SM Prime is going big again in 2025 by rolling out a hefty P100 billion towards expansion.
In a stock exchange filing on Monday, the Sy-led company said the bulk of the budget will fuel SM Residences and integrated property developments, further expanding its footprint and reshaping skylines.
The sustained investment will drive the growth of its malls as the company banks on steady consumer demand and increasing corporate activity.
"We expect election-related spending, easing interest rates, and higher tourism spending to fuel our growth in 2025.
Our growth will be driven by the mall business, while our robust project pipeline will enhance the expansion of strategic initiatives across our diversified portfolio,” SM Prime President Jeffrey C. Lim said.
SM Residences and integrated property developments will receive more than half of the total budget or P67 billion, covering regional, premium, and leisure residential projects, as well as large-scale, mixed-use urban centers primarily in Luzon and Visayas.

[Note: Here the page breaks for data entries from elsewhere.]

PR #2348, opened 2022-09-20
Add Japanese translation for gender and sex elements

knagasaki:


peterstadler (approved):
Can only approve formally, but this looks ok to me

Issue #1929, opened 2019-09-20
What is a paragraph, really?


dariok:
Discussing between ourselves #1856 – more precisely, we wanted to see what the “semantic baggage” of `p` actually is –, @ebeshero and I stumbled across the prose definition of “paragraph” in the GL because we wanted to see what the actual difference between `ab` and `p` really is (being the radical *advocatus diaboli* I usually am in these discussions, I proposed we should get rid of `ab`).

The definition of `p` starts:
> The paragraph is the fundamental organizational unit for all prose texts, being the smallest regular unit into which prose can be divided.

While you could argue that this smallest unit may actually be the sentence, this definition already poses problems. Either
- headings, lists, etc. are not prose, or
- they are actually paragraphs (so we ditch `head` for `p type="heading"`...), or
- they are to be considered sth. that is below the chunk level and hence should be a child of a paragraph (which then makes `p` the only possible child of `div` – or rather `p` is the smallest `div` and the only difference is that i may contain text).

We felt rather uneasy about that.

So the problem is: How to spot and delimit a paragraph? Where does it start and end?
The GL state that
> Since paragraphs are usually explicitly marked in Western texts, typically by indentation, the application of the p tag usually presents few problems.

Well...
We admit that for non-Western texts this will be a problem. Actually, pre-modern Western texts have the same set of problems, be that in classical or medieval manuscripts or 16th century prints. Often, a lot of the text is one blob spanning many different pages and the idea of a subdivision is merely hinted at by, e.g., a ⸿ – but then again what is delimited by these would as often as not rather be a sub-chunk level division.
But even in modern texts the idea of delimiting paragraphs by purely typographical features such as indentation will break down: consider a novel with a lot of (unprefixed) direct speech. Is every utterance a paragraph in its own right? It is, after all, typographically distinct...

---

Far from being perfect, we could describe a paragraph as

- a collection of one ore more phrase-like bits of text (e.g., general purpose “sentences” (whatever that might be) or more specific descriptions),
- that may be considered as sharing a common (more or less complex) statement,
- that can (but need not) be typographically separated from each other (esp., they may actually comprise e.g. `q`s that all start on their own line),
- is a building block for larger, abstract dissections of a larger text (thus being one possible content for `div`, which, while possibly being explicitly marked by several levels of numbering in a heading, itself is basically an abstract segmentation of a larger whole)
[...]

PR #2352, opened 2022-09-26
Ab in ab issue #1856

### LINKED ISSUE #1856: `<ab>` should be able to nest
The `<ab>` element "(anonymous block) contains any arbitrary component-level unit of text, acting as an anonymous container for phrase or inter level elements analogous to, but without the semantic baggage of, a paragraph." In other words, it's a block-level element with no semantics. 

Many block-level elements (such as `<div>`) can nest, and this makes perfect sense; chapters contain sections contain subsections. One that cannot nest is `<p>`, and this is because of its semantics; we claim that the thing called a paragraph is a specific kind of thing that cannot directly contain other instances of itself.

`<ab>` is not a paragraph; if you're tagging a paragraph, you should use `<p>`. `<ab>` explicitly has no semantics other than its block-ness. So why can't it nest? Its analogue at the inline level, `<seg>`, can nest. Imagine you're tagging a text consisting of a sequence of emojis that you don't understand, but they're clearly arranged in nested blocks, which you can tell because of indenting. You can't use `<div>` because that's making semantic claims about the nature of the blocks; you would surely want to use `<ab>`, and have it nest.

This ticket arises out of a Stylesheets ticket (https://github.com/TEIC/Stylesheets/issues/328) where we're trying to make the TEI Lite output of odd2lite.xsl actually valid. That output contains lots of nested `<ab>`s; rather than try to rewrite the process to avoid `<ab>`s, which would be quite difficult, it seems to me that we could solve that particular problem by letting `<ab>`s nest, which they should be able to do anyway.

ebeshero:
I added a couple of commits to improve the paragraph examples in CO today, and I believe that responds to all of Council's requests from August. Is this ready to merge to dev for the October release and close #1856 and #1929?


ebeshero:
@sydb @hcayless I'm adding you as reviewers just to make sure all is well, as I kind of went ahead and opened the PR before you answered me in Slack. I am pretty sure we've made the prose and example revisions we discussed.

ebeshero:
@JanelleJenstad @martinascholger I revised this to supply a short passage from _Jane Eyre_ for the introductory example of a paragraph, mostly because we didn't have an example from the Bronte sisters in the Guidelines and because I thought the paragraph might be interesting (people who have read the novle might be surprised that this paragraph comes from there). Anyway, most importantly it's clearly a paragraph this time. As we're going into refrigeration this week, I hope we can review the changes in this branch and see if it's ready for the Guidelines release.

P5/Source/Guidelines/en/CO-CoreElements.xml
```diff
@@ -107,24 +108,17 @@ the TEI document type definition.</p>
     paragraph or between paragraphs, and include bibliographic citations, notes, and 
     lists. The <gi>ab</gi> (anonymous block) element may be used as an alternative to 
     <gi>p</gi> in some kinds of texts. <gi>ab</gi> may be understood as a chunk-level 
-    element which can contain the same elements as <gi>p</gi>, but may represent a 
+    element which can contain the same elements as <gi>p</gi>, but may represent 
     less-constrained textual structures. <gi>ab</gi> may contain other <gi>ab</gi>s, 
     may use the @type attribute, and does not necessarily represent a coherent set of
```
martinascholger: This should be <att>type</att>

martinascholger (changes requested):

martinascholger:
The `<desc>` is missing in `macro.abContent`. I'm not able to leave the comment directly in the code ...

P5/Source/Guidelines/en/CO-CoreElements.xml
```diff
@@ -85,26 +85,39 @@ organization of the module described here. This should be read in
...
+    element in HTML, which is primarily a block of text, and from the <gi>ab</gi> 
+    (anonymous block) element described in <ptr target="#SASE"/>) which may be used 
+    as an alternative to the paragraph in cases that require a chunk-level container 
+    which is not necessarily a sense unit and which may have different structural properties.</p>
+  <p>The paragraph can be understood in the context of the distinct forms of textual 
+    division discussed in <ptr target="#STBTC"/>: <term>chunk</term>, 
+    <term>phrase</term>, and <term>inter</term>-level. 
+    Chunk-level elements are paragraphs and other elements which have similar 
+    structural properties. Phrase-level elements must be entirely contained within a 
+    paragraph or other chunk-level structure, This type includes emphasized or quoted
```
HelenaSabel:
```suggestion
    paragraph or other chunk-level structure. This type includes emphasized or quoted 
```

P5/Source/Guidelines/en/CO-CoreElements.xml
```diff
@@ -85,26 +85,39 @@ organization of the module described here. This should be read in
...
+    <term>phrase</term>, and <term>inter</term>-level. 
+    Chunk-level elements are paragraphs and other elements which have similar 
+    structural properties. Phrase-level elements must be entirely contained within a 
+    paragraph or other chunk-level structure, This type includes emphasized or quoted 
+    phrases, names, dates, etc. Inter-level elements can appear either within a 
+    paragraph or between paragraphs, and include bibliographic citations, notes, and 
+    lists. The <gi>ab</gi> (anonymous block) element is an alternative to 
+    <gi>p</gi> to be used in cases where paragraphs are not present, but chunk-level 
+    organization is still needed. <gi>ab</gi> may contain other <gi>ab</gi>s, 
+    may use the @type attribute, and does not necessarily represent a coherent set of
```
HelenaSabel:
```suggestion
    may use the <att>type</att> attribute, and does not necessarily represent a coherent set of 
```

ebeshero:
@martinascholger Want to take a look through this now? I think we've made the requested changes...

martinascholger (approved):
Looks good, thank you!

P5/Source/Guidelines/en/CO-CoreElements.xml
```diff
@@ -85,26 +85,39 @@ organization of the module described here. This should be read in
...
+    offset with whitespace or an indented first line. But paragraphs are 
+    not simply blocks of text. The paragraph may be thought of as a mid-level 
+    unit of sense, a coherent grouping of sentences. Paragraphs may, in turn, 
+    be grouped into larger divisions, such as chapters. Because it is a unit 
+    of sense rather than simply a block of text, the <gi>p</gi> element in TEI 
+    may contain other structures displayed as blocks, such as lists or quotes. 
+    This distinguishes it from the <ref 
+      target="https://developer.mozilla.org/en-US/docs/Web/HTML/Element/p">p</ref> 
+    element in HTML, which is primarily a block of text, and from the <gi>ab</gi> 
+    (anonymous block) element described in <ptr target="#SASE"/>) which may be used
```
sydb: extra close paren

P5/Source/Guidelines/en/CO-CoreElements.xml
```diff
@@ -85,26 +85,39 @@ organization of the module described here. This should be read in
...
+    phrases, names, dates, etc. Inter-level elements can appear either within a 
+    paragraph or between paragraphs, and include bibliographic citations, notes, and 
+    lists. The <gi>ab</gi> (anonymous block) element is an alternative to 
+    <gi>p</gi> which is useful in cases where paragraphs are not present, but chunk-level 
+    organization is still needed. <gi>ab</gi> may contain other <gi>ab</gi>s, 
+    may use the <att>type</att> attribute, and does not necessarily represent a coherent set of 
+    statements.</p>
+  <p>Paragraphs can contain any of the other elements described within this chapter, 
+    as well as some other elements which are specific to individual text types. Because 
+    paragraphs may appear in different base or additional tag sets, their possible
```
sydb: The concepts of “base tag set” and “additional tag set” were P4 ideas that, it seems to me, are not that relevant any more.

P5/Source/Guidelines/en/CO-CoreElements.xml
```diff
@@ -85,26 +85,39 @@ organization of the module described here. This should be read in
...
+    structural properties. Phrase-level elements must be entirely contained within a 
+    paragraph or other chunk-level structure. This type includes emphasized or quoted 
+    phrases, names, dates, etc. Inter-level elements can appear either within a 
+    paragraph or between paragraphs, and include bibliographic citations, notes, and 
+    lists. The <gi>ab</gi> (anonymous block) element is an alternative to 
+    <gi>p</gi> which is useful in cases where paragraphs are not present, but chunk-level 
+    organization is still needed. <gi>ab</gi> may contain other <gi>ab</gi>s, 
+    may use the <att>type</att> attribute, and does not necessarily represent a coherent set of 
+    statements.</p>
+  <p>Paragraphs can contain any of the other elements described within this chapter,
```
sydb: This is true only if we take “contain” to mean “be a descendant of”; it is not true if we take it to mean “be a child of”. E.g., both `<analytic>` and `<divGen>` are defined in CO (this chapter); both can be a descendant of a `<p>` (p/biblStruct/analytic and p/floatingText/front/divGen); but neither can be a child of `<p>`.

hcayless: That sentence has been there a while. Presumably since before those elements were added. We can remove it.

hcayless (approved):

hcayless:
Think this is ready. Merging before freeze.

Issue #2358, opened 2022-10-14
definitions in the text: markup and handling


bansp:
Consider consistently marking up definitions in the text, so that they could be then (a) referenced across the Guidelines and (b) collectively displayed in some kind of drop-down section within a chapter, and (c) collected and displayed across the entire Guidelines, in the, say, front section, under the header "Definitions" and with references to where they appear.
Note that this is different from descriptions inside individual specs -- here I speak of terminological animals. 

The direct inspiration for this FR is the term "interpretation" that receives its own definition in the FSR chapter. I also noticed that both `<term>` and `<soCalled>` are used to highlight the terms there, and I am not sure how consistent this practice is. So, what I'm thinking of, very schematically, would be something like `<term>` and `<gloss>` (simply because they are already expected to be used like this, compare the [spec for 'gloss'](https://tei-c.org/release/doc/tei-p5-doc/en/html/ref-gloss.html)). More specifically, here's a fragment from 18.11:

> In particular, the term ‘interpretation’ when applied to a feature structure is not an interpretation in the model-theoretic sense, but is instead a minimally informative (or equivalently, most general) extension of that feature structure that is consistent with a set of constraints declared by an FSD. In linguistic application, such a system of constraints is the principal means by which the grammar of some natural language is expressed.

I could imagine this fragment encoded in the Guidelines roughly like the following:
```xml
<p> ...
In particular, the term <term xml:id="interpretation-FSR">interpretation</term> when applied to a feature
structure is not an interpretation in the model-theoretic sense, but is instead <gloss ref="#interpretation-FSR">a minimally informative (or equivalently, most general)
extension of that feature structure that is consistent with a set of constraints declared by an FSD</gloss>.  In linguistic application, such a system of constraints is the principal means by which the grammar of some natural language is expressed.
...
</p>
```

That would allow scripts to collect the terms and definientia and display them in a subsection at the beginning of the chapter, and then maybe the definiens could pop-up when the user hovered over `<term ref="#interpretation-FSR">interpretation</term>` (notice the `@ref` rather than `@xml:id`).

In some ODDs (and the crux of the request is that this goes way beyond the TEI Guidelines ODD), I could imagine separate lines such as
```xml
<entry type="definition">
     <term ident="interpretation-FSR">interpretation</term>
    <gloss>a minimally informative (or equivalently, most general)
                extension of that feature structure that is consistent with a set of constraints declared by an FSD</gloss>
</entry>
```

[...]

PR #2359, opened 2022-10-14
Dead iso cat

### LINKED ISSUE #1866: isocat.org links should be updated
The specs for `att.datcat` and `<gram>` contain links to the repository that used to be at isocat.org, but that is now obsolete. It may be sufficient to replace most of them with links to http://www.datcatinfo.net, but some of them are supposed to be links to ISO 12620, which might be better directed to https://www.iso.org/standard/37243.html.

### LINKED ISSUE #2227: Update ISOCat reference to DatCatInfo
From Roberto Rosselli Del Turco via TEI-L (2022-02-02): "in the Guidelines section devoted to Dictionaries there's one reference to the ISOCat standard, but the latter has been superseded by DatCatInfo: http://www.datcatinfo.net/ (with a more precise URL of course) instead of http://www.isocat.org/ in https://tei-c.org/release/doc/tei-p5-doc/en/html/DI.html#index-egXML-d52e79215."

ebeshero:
opened pull request during TEI Council meeting so we can review before October release.


P5/Source/Guidelines/en/DI-PrintDictionaries.xml
```diff
@@ -2658,25 +2658,28 @@ equivalently "poj." in Polish, or "Ez." in German, etc., what is actually referr
...
 In order to signal that this variety of surface markers in fact indicate the same
 underlying value, it is possible to align them with an external inventory of standardized
-values. The TEI provides means to align grammatical categories as well as their content
-with the ISOcat reference, which is a Web implementation of <ref target="#ISO-12620">ISO 12620</ref>.</p>
+values. The TEI provides the <ident type="class">att.datcat</ident> attribute class for the purpose of aligning grammatical (or indeed any sort of) categories as well as their values
+with a reference taxonomy of shared data categories.</p>
 <p>In the example below, a fragment of the entry for <foreign>isotope</foreign> cited
-in section <ptr target="#DITPGR"/> is adorned by references to ISOcat definitions for "part
-of speech" (<att>dcr:datcat</att>) and "adjective" (<att>dcr:valueDatcat</att>). Depending
+in section <ptr target="#DITPGR"/> is adorned by references to external definitions for "part
```
martinascholger: mayby standardised definitions instead of external?

P5/Source/Guidelines/en/DI-PrintDictionaries.xml
```diff
@@ -2658,25 +2658,28 @@ equivalently "poj." in Polish, or "Ez." in German, etc., what is actually referr
...
+of speech" (<att>datcat</att>) and "adjective" (<att>valueDatcat</att>). Depending
 on the status and extent of the dictionary, various strategies may be used to reduce the
-redundancy of the repeated ISOcat references.<egXML xmlns="http://www.tei-c.org/ns/Examples" valid="feasible">
-<entry xmlns:dcr="http://www.isocat.org/ns/dcr">
+redundancy of the potentially redundant references.<egXML xmlns="http://www.tei-c.org/ns/Examples" valid="feasible">
```
martinascholger: "redundancy" and "redundant" in one sentence. Is "potentially redundant" really needed here? I think the sentence is clear without it.

P5/Source/Guidelines/en/DI-PrintDictionaries.xml
```diff
@@ -6,7 +6,7 @@ See the file COPYING.txt for details.
 $Date$
 $Id$
 -->
-<?xml-model href="https://jenkins.tei-c.org/job/TEIP5-dev/lastSuccessfulBuild/artifact/P5/release/xml/tei/odd/p5.nvdl" type="application/xml" schematypens="http://purl.oclc.org/dsdl/nvdl/ns/structure/1.0"?>
+<?xml-model href="https://jenkins-paderborn.tei-c.org/view/LingSIG/job/TEIP5-LingSIG-deadISOCat/lastSuccessfulBuild/artifact/P5/release/xml/tei/odd/p5.nvdl" type="application/xml" schematypens="http://purl.oclc.org/dsdl/nvdl/ns/structure/1.0"?>
```
martinascholger: please change reference to https://jenkins.tei-c.org/job/TEIP5-dev/lastSuccessfulBuild/artifact/P5/release/xml/tei/odd/p5.nvdl

P5/Source/Guidelines/en/FS-FeatureStructures.xml
```diff
@@ -269,17 +269,29 @@ combinations of feature names and values are used is to provide a
...
+<f name="part_of_speech" datcat="http://hdl.handle.net/11459/CCR_C-396_5a972b93-2294-ab5c-a541-7c344c5f26c3">
+<symbol valueDatcat="http://hdl.handle.net/11459/CCR_C-1256_7ec6083c-23d4-224d-6f94-eecbe6861545" value="NN"/>
+</f>
+<!-- ... -->
+</fs>
+</egXML></p>
+<p>Since the above representation takes up a lot of space and quickly becomes redundant and
+error-prone, it is possible to delegate the task of aligning with external repositories to
+elements such as <gi>fLib</gi>, <gi>fvLib</gi>, <gi>fDecl</gi>, or <gi>fsDecl</gi> to reduce the feature
+representation at hand and to increase its readability at the same time, as shown below.
```
martinascholger: as shown in the example below

P5/Source/Guidelines/en/FS-FeatureStructures.xml
```diff
@@ -269,17 +269,29 @@ combinations of feature names and values are used is to provide a
...
+ <egXML xmlns="http://www.tei-c.org/ns/Examples">
+<fs>
+<!-- ... -->
+<f name="POS" fVal="#commonNoun"/>
```
martinascholger, line 294: NN instead of #commonNoun?

P5/Source/Specs/gram.xml
```diff
@@ -152,23 +168,22 @@ $Id$
         </valItem>
       </valList>
       <remarks versionDate="2010-07-07" xml:lang="en">
-        <p>A much fuller list of values for the <att>type</att>
-        attribute may be generated from the data category registry
-        accessible from <ptr target="http://www.isocat.org/"/> and
-        maintained by ISO technical committee 37. <!--TC 37/SC 3/WD 12
+        <p>A much fuller list of values for the <att>type</att> attribute may be generated from the
+          data category registry accessible from <ptr target="http://www.isocat.org/"/> and
```
martinascholger: change of the isocat reference is needed

martinascholger (changes requested):

P5/Source/Specs/att.datcat.xml
```diff
@@ -6,52 +6,214 @@ See the file COPYING.txt for details
...
     </attDef>
   </attList>
   <exemplum xml:lang="en">
-    <p>In this example <att>dcr:datcat</att> relates the feature name to the data category
-      "partOfSpeech" and <att>dcr:valueDatcat</att> the feature value to the data category
-      "commonNoun". Both these data categories reside in the ISOcat DCR at <ref target="http://www.isocat.org">www.isocat.org</ref>, which is the DCR used by ISO
-      TC37 and hosted by its registration authority, the MPI for Psycholinguistics in
-      Nijmegen.</p>
-    <egXML xmlns="http://www.tei-c.org/ns/Examples" source="#UND">
+    <p>The below example presents the TEI encoding of the <ref
```
martinascholger: The example below

P5/Source/Specs/att.datcat.xml
```diff
@@ -6,52 +6,214 @@ See the file COPYING.txt for details
...
+        target="https://en.wikipedia.org/wiki/Name%E2%80%93value_pair">name-value pair</ref>
+        "<tag>part-of-speech, common-noun</tag>" (where the name/key is abbreviated as "POS",
+      and the value is symbolized by "NN"). The <att>datcat</att> attribute relates the feature <hi
+        rend="italic">name</hi> to the data category "part of speech", while the attribute
+        <att>valueDatcat</att> relates the feature <hi rend="italic">value</hi> to the data category
+      "common noun". Both these data categories should be defined in an external and preferably open
```
martinascholger: should they be defined in or point to an external ... taxonomy?

P5/Source/Specs/att.datcat.xml
```diff
@@ -6,52 +6,214 @@ See the file COPYING.txt for details
...
   <exemplum xml:lang="en">
-    <p>In this example <att>dcr:datcat</att> relates the feature name to the data category
-      "partOfSpeech" and <att>dcr:valueDatcat</att> the feature value to the data category
-      "commonNoun". Both these data categories reside in the ISOcat DCR at <ref target="http://www.isocat.org">www.isocat.org</ref>, which is the DCR used by ISO
-      TC37 and hosted by its registration authority, the MPI for Psycholinguistics in
-      Nijmegen.</p>
-    <egXML xmlns="http://www.tei-c.org/ns/Examples" source="#UND">
+    <p>The below example presents the TEI encoding of the <ref
+        target="https://en.wikipedia.org/wiki/Name%E2%80%93value_pair">name-value pair</ref>
+        "<tag>part-of-speech, common-noun</tag>" (where the name/key is abbreviated as "POS",
```
martinascholger: this part is difficult to read, but I don't have a good solution yet. At least, "part-of-speech, common-noun" should not be encoded with `<tag>`

P5/Source/Guidelines/en/DI-PrintDictionaries.xml
bansp: Sounds better indeed, thanks. I think I'll be fixing this locally and then commit.

P5/Source/Guidelines/en/DI-PrintDictionaries.xml
bansp: true, fixed

P5/Source/Guidelines/en/DI-PrintDictionaries.xml
bansp: By all means, except it will light up in red

P5/Source/Guidelines/en/FS-FeatureStructures.xml
bansp: ok :-)

P5/Source/Guidelines/en/FS-FeatureStructures.xml
bansp: Nope, that's the trick. It's a matter for a separate section (not necessarily of the Guidelines): you can't use "true" tagset labels in the fVal references, because some of them are not well-formed from the point of view of datatype constraints on URIs. So with fVal you are either lucky or you need to work through a redirection. The latter is a safer way. 
I'll demonstrate that separately, I have a little project on a side that studies that.

P5/Source/Specs/gram.xml
bansp: embarrassing... :-) Sure, going to fix that now, thanks :-)

bansp: Actually, this one is a tougher issue. I'll leave some vague statement here, or else I'd have to propose more than I was asked to (and there's no time, in this round, I'm afraid).

P5/Source/Guidelines/en/DI-PrintDictionaries.xml
peterstadler: Yes, red is ok ;)
Otherwise we'll forget about it to change the schema reference back later

martinascholger (changes requested):

P5/Source/Guidelines/en/FS-FeatureStructures.xml
```diff
@@ -6,7 +6,7 @@ See the file COPYING.txt for details.
 $Date$
 $Id$
 -->
-<?xml-model href="https://jenkins.tei-c.org/job/TEIP5-dev/lastSuccessfulBuild/artifact/P5/release/xml/tei/odd/p5.nvdl" type="application/xml" schematypens="http://purl.oclc.org/dsdl/nvdl/ns/structure/1.0"?>
+<?xml-model href="https://jenkins-paderborn.tei-c.org/view/LingSIG/job/TEIP5-LingSIG-deadISOCat/lastSuccessfulBuild/artifact/P5/release/xml/tei/odd/p5.nvdl" type="application/xml" schematypens="http://purl.oclc.org/dsdl/nvdl/ns/structure/1.0"?>
```
peterstadler: as above, change back to 
```suggestion
<?xml-model href="https://jenkins.tei-c.org/job/TEIP5-dev/lastSuccessfulBuild/artifact/P5/release/xml/tei/odd/p5.nvdl" type="application/xml" schematypens="http://purl.oclc.org/dsdl/nvdl/ns/structure/1.0"?>
```

P5/Source/Guidelines/en/FS-FeatureStructures.xml
peterstadler: ok, but where does the "#commonNoun" refer to? Do we need an explanatory sentence?

martinascholger: +1 -- I'm now in the rendered version where it is easier to see which explanation belongs to which example.

P5/Source/Specs/att.datcat.xml
```diff
@@ -6,52 +6,214 @@ See the file COPYING.txt for details
...
+      feature value library, discussed in chapter <ptr target="#FS"/>.</p>
+    <egXML xmlns="http://www.tei-c.org/ns/Examples">
       <fs>
-        <f name="POS" dcr:datcat="http://www.isocat.org/datcat/DC-1345" fVal="#commonNoun" dcr:valueDatcat="http://www.isocat.org/datcat/DC-1256"/>
+        <f name="POS" fVal="#commonNoun"/>
+        <!-- ... -->
       </fs>
     </egXML>
+    <p>The assumption here is that the relevant feature values are collected in a place that the
+      annotation document in question has access to -- preferably, a single document per linguistic
```
martinascholger: please use — instead of -- (also a bit further down)

martinascholger (changes requested):

P5/Source/Specs/gram.xml
bansp: because there is no _reliable_ source to recommend nowadays, and the only one I can think of is the Lex0 suggestion at https://dariah-eric.github.io/lexicalresources/pages/TEILex0/spec.html#TEI.gram (unfortunately, it's hard-coded)

P5/Source/Guidelines/en/FS-FeatureStructures.xml
bansp: done, thanks, gosh, I'm lost in this system, changed everything locally, about to commit and push -- I hope that's OK

P5/Source/Specs/att.datcat.xml
bansp: right, I have sinned here. Using `<code>` for this makes it bolded, and thus a bit horrible. I could use `<hi>` with monotype, except I don't know what the "standardized" value for that is, across the Guidelines

P5/Source/Specs/gram.xml
bansp: So I got a bit stuck here (well, for 40 minutes, it seems), trying to find a better solution than just deleting the `<remarks>`.

P5/Source/Guidelines/en/FS-FeatureStructures.xml
bansp: I have added one more sentence there, due to Peter's suggestion that I can't see anywhere except my mail. (I thought it would just show up here.) The sentence points to the following section where `#commonNoun` is exemplified.

P5/Source/Guidelines/en/DI-PrintDictionaries.xml
bansp: Done for both chapters.

P5/Source/Guidelines/en/FS-FeatureStructures.xml
bansp: I'm not sure what "+1" means in this context :-)

P5/Source/Specs/att.datcat.xml
bansp: aren't both grammatical? :-) But sure, if it's tickled your eye, I'll modify the wording.

P5/Source/Specs/att.datcat.xml
bansp: DCs -- defined. References -- point. I'll see how I can improve the wording.

P5/Source/Specs/gram.xml
bansp: I'm resolving this tentatively -- there is still work to do (_systemic_ work!) but I suggest that (unless you have a better solution) we leave this with the bland content that I have replaced the reference to ISOCat with.

P5/Source/Specs/att.datcat.xml
bansp: Oh dang, that's a search-and-replace in files. Will do.

bansp: Hmm, the scope for this is wider than just the files I've modified -- just sayin'...

P5/Source/Specs/att.datcat.xml
bansp: I'd say it's all good. Will see, maybe split this into two `<p>`s -- but I wouldn't like to omit the info.

P5/Source/Specs/att.datcat.xml
bansp: ... ah, I used `<hi rend="mono"` elsewhere here, and was going to use that for that abused `<tag>` as well. Except "mono" doesn't work, siiigh, I'll try to search across the Stylesheets to see if they handle that in any way...

bansp: Well, I'll use `<code>` and blame the horrible outcome on the Stylesheets, I guess. I don't want to search through them again...

P5/Source/Specs/att.datcat.xml
bansp: done

P5/Source/Specs/att.datcat.xml
bansp: used `hi style="font-family:monospace"`

P5/Source/Specs/att.datcat.xml
bansp: I have reworded this slightly but I won't be able to see how it reads, because the build won't compile due to the proper reference to the validation script now...

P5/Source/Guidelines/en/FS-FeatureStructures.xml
PR #2360, opened 2022-10-18
Address 2300 — no text inside `<facsimile>` (at least, not in `<line>` or `<zone>`) 

### LINKED ISSUE #2300: restrict embedded transcription to sourceDoc / exclude text in zone and line as part of facsimile
The specs state "`facsimile` contains a representation of some written source in the form of a set of images rather than as transcribed or encoded text." https://tei-c.org/release/doc/tei-p5-doc/en/html/ref-facsimile.html
The current content model of `zone` and `line` is identical in `facsimile` and in `sourceDoc` which makes it possible for users to add text to these elements in a `facsimile` structure and by this contradicting the specs. Would it be an idea to align the schema with the specs by adding a schematron constraint on `(zone|line)[ancestor::facsimile]` exluding non-whitespace content?

sydb:
* Add a constraint (in Schematron) to require that there NOT be text content (other than whitespace-only text nodes, of course) inside 'zone' or 'line' elements that are themselves inside a 'facsimile' element.
 * Add a test that should fail that rule to detest.xml.
 * Change the expected results to match new outputs.

### DIFF
--- a/P5/Source/Specs/facsimile.xml
+++ b/P5/Source/Specs/facsimile.xml
@@ -7,7 +7,7 @@ $Date$
 $Id$
 -->
 <?xml-model href="https://jenkins.tei-c.org/job/TEIP5-dev/lastSuccessfulBuild/artifact/P5/release/xml/tei/odd/p5.nvdl" type="application/xml" schematypens="http://purl.oclc.org/dsdl/nvdl/ns/structure/1.0"?>
-<elementSpec xmlns="http://www.tei-c.org/ns/1.0" ident="facsimile" module="transcr">
+<elementSpec xmlns="http://www.tei-c.org/ns/1.0" ident="facsimile" module="transcr" xmlns:sch="http://purl.oclc.org/dsdl/schematron">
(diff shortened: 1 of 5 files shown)


raffazizzi (approved):

P5/Source/Specs/facsimile.xml
```diff
@@ -28,13 +28,35 @@ ou encodé.</desc>
...
     </sequence>
   </content>
+  <constraintSpec scheme="schematron" ident="no_facsimile_text_nodes">
+    <constraint>
+      <sch:rule context="tei:facsimile//tei:line | tei:facsimile//tei:zone">
+        <sch:report test="child::text()[ normalize-space(.) ne '']">
+  	  A facsimile element represents a text with images, thus
+	  transcribed text should not be present within it.
+	</sch:report>
+        <!--
```
martinascholger, line 45: I suggest to remove the comment. an issue has already been opened.

peterstadler: @martinascholger It's issue #2363, I believe? (for the record)

My 2 cents here are that the comment doesn't hurt, yet I think it's helpful and can be removed when issue #2363 is done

The company has set aside P21 billion to expand its malls, targeting an additional 205,400 square meters of gross floor area (GFA) and redeveloping 124,488 square meters of existing space. SM Prime expects its total mall GFA to exceed 8 million square meters by year-end.
Another P12 billion will be invested in offices, hospitality, and MICE (meetings, incentives, conferences, and exhibitions) operations. The funds will support the construction of two new convention facilities, hotel room renovations, and expanded food and beverage facilities.
The company is also developing new office towers and workspaces, including Six E-Com Center, a Grade A office building in the Mall of Asia Complex catering to technology-driven industries and BPO firms.
Lim noted that the planned investments will position the company to meet evolving customer needs while driving SM Prime toward its next phase of growth.